French competitive sailor (born 1981)

Billy Besson (born 8 March 1981) is a French competitive sailor.

Besson was born in Papeete, French Polynesia where multihulls are central to the sailing culture. A child of Tahiti, he lived there with his family and learned to sail there.
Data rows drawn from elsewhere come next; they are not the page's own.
PR #6419, opened 2019-07-10
Add global configuration option for zero metrics

### LINKED ISSUE #6315: Global option for enabling charts with zero metrics
##### Feature idea summary
By default, Netdata will enable monitoring metrics for disks, memory, and network only when they are not zero. These charts can be enabled permanently using the corresponding configuration options but we already have over 200 such options. It is desirable to have the possibility to change the default behaviour globally.

Preliminary discussion on the matter: #5845

##### Expected behavior
It is possible to enable all charts with zero values using a global configuration option.

vlvkobal:
##### Summary
If all metrics are zero in a chart, it is not displayed by default. A global configuration option will be added to allow users to see charts with all zero metrics if desired. 

Closes #6315

##### Component Name
proc plugin
diskspace plugin
cgroups plugin
freebsd plugin
macos plugin
tc plugin

### DIFF
--- a/collectors/proc.plugin/proc_meminfo.c
+++ b/collectors/proc.plugin/proc_meminfo.c
@@ -219,7 +219,8 @@ int do_proc_meminfo(int update_every, usec_t dt) {
 
     unsigned long long SwapUsed = SwapTotal - SwapFree;
 
-    if(do_swap == CONFIG_BOOLEAN_YES || SwapTotal || SwapUsed || SwapFree) {
+    if(do_swap == CONFIG_BOOLEAN_YES || (do_swap == CONFIG_BOOLEAN_AUTO &&
+                                         (SwapTotal || SwapUsed || SwapFree || netdata_zero_metrics_enabled == CONFIG_BOOLEAN_YES))) {
         do_swap = CONFIG_BOOLEAN_YES;
 
         static RRDSET *st_system_swap = NULL;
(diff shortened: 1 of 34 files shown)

World champion on the Dart 18 and F18, Besson has also amassed four world championship titles in the Nacra 17, forming a dynamic duo with Marie Riou. The skipper's serious back injury deprived the pair of their chance to vie for the Olympic title in Rio 2016 but, with unfinished business, the pair went back campaigning for Tokyo 2020.
In 2018, whilst Riou was taking part in the Volvo Ocean Race, Besson was discovering offshore sailing for himself competing with two of France's most prestigious maxi-trimaran campaigns. (Sodebo with Thomas Coville / Banque Populaire with Armel le Cleac'h)

From 2018 to October 2021, Billy was part of SailGP, as the French skipper of Sail GP.

== Participation in Olympics ==
He competed at the 2016 Summer Olympics in Rio de Janeiro, in the mixed Nacra 17.The duo ended 6th.